■ **WHAT TO WORK ON**:
Which lines hold the word "there"? Copy each of them from the material.

╭─ INPUT DATA

PR #3395, opened 2021-09-23
Eager load the polymorphic channel details

tsmartt:
This lets us eager load polymorphic associations for when we call `publication_title` in `gemini_service`, `uphold_service`, `bitflyer_service`.

Rails doesn't support polymorphic eager loading through `includes`, only though `preload`.

### DIFF
--- a/app/jobs/enqueue_publishers_for_payout_job.rb
+++ b/app/jobs/enqueue_publishers_for_payout_job.rb
@@ -27,8 +27,9 @@ class EnqueuePublishersForPayoutJob < ApplicationJob
 
   def enqueue_payout(payout_report:, manual:, publisher_ids:)
     base_publishers = Publisher.strict_loading.includes(
-      :channels,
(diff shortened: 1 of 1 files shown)


app/jobs/enqueue_publishers_for_payout_job.rb
```diff
@@ -27,8 +27,9 @@ def perform(final: true, manual: false, payout_report_id: "", publisher_ids: [],
 
   def enqueue_payout(payout_report:, manual:, publisher_ids:)
     base_publishers = Publisher.strict_loading.includes(
-      :channels,
       :status_updates,
+    ).preload(
+      channels: :details
```
yachtcaptain23, line 32:
```suggestion
      :status_updates,
      :user_authentication_token
    ).preload(
      channels: :details
```

yachtcaptain23 (approved):

PR #3396, opened 2021-09-24
Add gemini recipient IDs to channels

tsmartt:
Closes https://github.com/brave-intl/creators-private-issues/issues/20
Like the other wallet providers, we should send a deposit ID per channel for gemini. 

For this to work, we need the `create addresses` permission in Gemini.


app/jobs/cache/browser_channels/responses_for_prefix.rb
```diff
@@ -46,7 +46,7 @@ def generate_brotli_encoded_channel_response(prefix:)
           wallet = PublishersPb::Wallet.new
           gemini_wallet = PublishersPb::GeminiWallet.new
           gemini_wallet.wallet_state = get_gemini_wallet_state(gemini_connection: site_banner_lookup.publisher.gemini_connection)
-          gemini_wallet.address = site_banner_lookup.publisher.gemini_connection.recipient_id
+          gemini_wallet.address = site_banner_lookup.channel.gemini_recipient_id
```
yachtcaptain23, line 49: Can we revert this for now and add it in later? That way there's no issues for users during tipping (I assume it'll be nil when users fetch this publisher's list)

app/models/gemini_connection.rb
```diff
@@ -90,6 +95,12 @@ def sync_connection!
       recipient = Gemini::RecipientId.find_or_create(token: access_token)
       update(recipient_id: recipient.recipient_id)
       update_default_currency
+
+      # Add bitFlyer deposit id to each of the publisher's channels
+      publisher.channels.each do |channel|
+        channel_recipient = Gemini::RecipientId.find_or_create(token: access_token, label: channel.id)
+        channel.update_column(:gemini_recipient_id, channel_recipient.recipient_id)
+      end
```
yachtcaptain23, line 103: Some creators have hundreds of channels. May we think of a better way to do this?

tsmartt: I can make it a job, sure.

app/jobs/cache/browser_channels/responses_for_prefix.rb
tsmartt: Per private PM, going to default this to the deposit ID on the connection since channels might not yet have them.

app/jobs/create_gemini_recipient_ids_job.rb
```diff
@@ -0,0 +1,31 @@
+# Creates the Uphold Cards for a publisher
+class CreateGeminiRecipientIdsJob < ApplicationJob
```
yachtcaptain23, line 2: Please use Sidekiq. `ApplicationJob` doesn't retry

app/jobs/create_gemini_recipient_ids_job.rb
```diff
@@ -0,0 +1,31 @@
...
+  queue_as :default
+
+  def perform(gemini_connection_id:)
+    gemini_connection = GeminiConnection.find(gemini_connection_id)
+    # Users aren't able to create a recipient id if they are not fully verified
+    if gemini_connection.payable?
+      recipient = Gemini::RecipientId.find_or_create(token: gemini_connection.access_token)
+      gemini_connection.update(recipient_id: recipient.recipient_id)
+      gemini_connection.update_default_currency
```
yachtcaptain23, line 11:
```suggestion
```

If i recall correctly, there is no default currency for Gemini. @Miyayes would you confirm?

app/jobs/create_gemini_recipient_ids_job.rb
```diff
@@ -0,0 +1,31 @@
...
+
+      gemini_connection.publisher.channels.each do |channel|
+        gemini_connection_for_channel = GeminiConnectionForChannel.where(
+          gemini_connection: gemini_connection,
+          currency: gemini_connection.default_currency,
+          channel_identifier: channel.details.channel_identifier
+        ).first_or_create(channel_id: channel.id)
+
+        channel_recipient = Gemini::RecipientId.find_or_create(token: gemini_connection.access_token, label: channel.id)
```
yachtcaptain23, line 20:
```suggestion
        channel_recipient = Gemini::RecipientId.find_or_create(token: gemini_connection.access_token, label: channel.details.brave_publisher_id)
```
My impression is that the label could be created on Gemini's server, similar to Uphold card's name.

test/models/gemini_connection_test.rb
```diff
@@ -47,43 +46,4 @@ class GeminiConnectionTest < ActiveSupport::TestCase
       assert_equal gemini_connection.access_token, 'km2bylijaDkceTOi2LiranELqdQqvsjFuHcSuQ5aU9jm'
     end
   end
-
-  describe '#sync_connection' do
```
yachtcaptain23, line 51: Out of curiosity, why are we removing this test?

app/jobs/create_gemini_recipient_ids_job.rb
tsmartt: That's fine as an identifier.

app/jobs/create_gemini_recipient_ids_job.rb
tsmartt: Confirmed we can remove it.

app/models/channel.rb
```diff
@@ -14,6 +14,7 @@ class Channel < ApplicationRecord
   SUBSCRIBER_COUNT = :subscriber_count
   ADVANCED_SORTABLE_COLUMNS = [YOUTUBE_VIEW_COUNT, TWITCH_VIEW_COUNT, VIDEO_COUNT, SUBSCRIBER_COUNT, FOLLOWER_COUNT].freeze
   BITFLYER_CONNECTION = "BitflyerConnection".freeze
+  GEMINI_CONNECTION = "GeminiConnection".freeze
```
yachtcaptain23, line 17: Nit: So I don't think we should store the polymorphic types in the models. I'd rather see the following to keep down code density.

```
if publisher.selected_wallet_provider_type == GeminiConnection.to_s
```

Thoughts? (This is a non-blocker)

app/jobs/create_gemini_recipient_ids_job.rb
```diff
@@ -0,0 +1,30 @@
...
+    # Users aren't able to create a recipient id if they are not fully verified
+    if gemini_connection.payable?
+      recipient = Gemini::RecipientId.find_or_create(token: gemini_connection.access_token)
+      gemini_connection.update(recipient_id: recipient.recipient_id)
+
+      gemini_connection.publisher.channels.each do |channel|
+        gemini_connection_for_channel = GeminiConnectionForChannel.where(
+          gemini_connection: gemini_connection,
+          channel_identifier: channel.details.channel_identifier
+        ).first_or_create(channel_id: channel.id)
```
yachtcaptain23, line 17:
```suggestion
        ).find_or_initialize_by(channel_id: channel.id)
```

yachtcaptain23: This saves on an insert because `update` a few lines down will insert if needed

db/migrate/20210929150807_remove_currency_from_gemini_connections.rb
```diff
@@ -0,0 +1,6 @@
+class RemoveCurrencyFromGeminiConnections < ActiveRecord::Migration[6.1]
+  def change
+    remove_column :gemini_connections, :default_currency
+    remove_column :gemini_connection_for_channels, :currency
```
yachtcaptain23, line 4: Would you `currency` remove from the previous migration? That way we don't create a field and then immediately remove it.

db/migrate/20210929150807_remove_currency_from_gemini_connections.rb
```diff
@@ -0,0 +1,6 @@
+class RemoveCurrencyFromGeminiConnections < ActiveRecord::Migration[6.1]
+  def change
+    remove_column :gemini_connections, :default_currency
```
yachtcaptain23, line 3: Can you make sure this won't break anything? If it's safer to leave, then we can leave it.

db/migrate/20210928154029_create_gemini_connection_for_channel.rb
```diff
@@ -0,0 +1,17 @@
...
+      t.belongs_to :channel, type: :uuid, index: true, null: false
+
+      t.string :currency, index: true
+      t.string :channel_identifier, index: true
+      t.string :recipient_id
+
+      t.timestamps
+    end
+
+    add_index :gemini_connection_for_channels, [:channel_identifier, :currency, :gemini_connection_id], unique: true, name: 'unique_gemini_connection_for_channels'
```
yachtcaptain23, line 14: This index needs to be updated to not include currency

db/migrate/20210929150807_remove_currency_from_gemini_connections.rb
yachtcaptain23: Actually I saw the method definition. LG2M

app/models/gemini_connection.rb
```diff
@@ -3,20 +3,21 @@
...
   validates :recipient_id, uniqueness: true, allow_blank: true
 
   attr_encrypted :access_token, :refresh_token, key: proc { |record| record.class.encryption_key }
 
-  after_save :update_default_currency, if: -> { saved_change_to_default_currency? }
-
-  validates :default_currency, inclusion: { in: SUPPORTED_CURRENCIES }, allow_nil: true
+  scope :payable, -> {
+    where(is_verified: true).
+      where(status: 'Active')
```
yachtcaptain23, line 19: Is there a case in which this goes from an Active state to non-Active?

app/jobs/create_gemini_recipient_ids_job.rb
```diff
@@ -0,0 +1,30 @@
+# Creates the Uphold Cards for a publisher
+class CreateGeminiRecipientIdsJob
+  include Sidekiq::Worker
+  sidekiq_options queue: :scheduler
+
+  def perform(gemini_connection_id:)
```
yachtcaptain23, line 6:
```suggestion
  def perform(gemini_connection_id)
```
I don't think keyword arguments are supported by Sidekiq (I could be wrong)

app/models/gemini_connection.rb
tsmartt: Yes, in the `sync_connection` code, Gemini can return to us a different status.

db/migrate/20210928154029_create_gemini_connection_for_channel.rb
tsmartt: Done.

db/migrate/20210929150807_remove_currency_from_gemini_connections.rb
tsmartt: Done.

app/models/channel.rb
tsmartt: Done.

app/jobs/create_gemini_recipient_ids_job.rb
tsmartt: Done.

yachtcaptain23 (approved):

db/migrate/20210928154029_create_gemini_connection_for_channel.rb
```diff
@@ -0,0 +1,16 @@
...
+  def change
+    create_table :gemini_connection_for_channels, id: :uuid, default: -> { "uuid_generate_v4()"} do |t|
+      t.belongs_to :gemini_connection, type: :uuid, index: true, null: false
+      t.belongs_to :channel, type: :uuid, index: true, null: false
+
+      t.string :channel_identifier, index: true
+      t.string :recipient_id
+
+      t.timestamps
+    end
```
yachtcaptain23, line 11:
```suggestion
    create_table :gemini_connection_for_channels, id: :uuid, default: -> { "uuid_generate_v4()"} do |t|
      t.belongs_to :gemini_connection, type: :uuid, null: false
      t.belongs_to :channel, type: :uuid, index: true, null: false

      t.string :channel_identifier
      t.string :recipient_id

      t.timestamps
    end
```

You'll have to regenerate the `db/schema.rb` file, but basically we have duplicate indices which adds space/performance overhead. Postgres has partial indices unlike MySQL

yachtcaptain23 (changes requested):
Comments in-line, need to regenerate `db/schema.rb`

yachtcaptain23 (approved):

PR #3402, opened 2021-09-27
Refresh the Uphold token if authorization expired

tsmartt:
We shouldn't skip refresh if we have an expired auth. That's the whole point of refresh.


tsmartt:
Merging since this is needed immediately.

PR #3425, opened 2021-10-04
Uphold don't erase 401

tsmartt:
When we check the connection details, we don't sync first, and then we wipe out the details that currently exist. This PR removed the wiping out of details and forces a sync before returning the details.


tsmartt:
Merging due to immediate need.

╰─

■ **OUTPUT OF THE TASK**:
yachtcaptain23, line 49: Can we revert this for now and add it in later? That way there's no issues for users during tipping (I assume it'll be nil when users fetch this publisher's list)
If i recall correctly, there is no default currency for Gemini. @Miyayes would you confirm?
yachtcaptain23, line 19: Is there a case in which this goes from an Active state to non-Active?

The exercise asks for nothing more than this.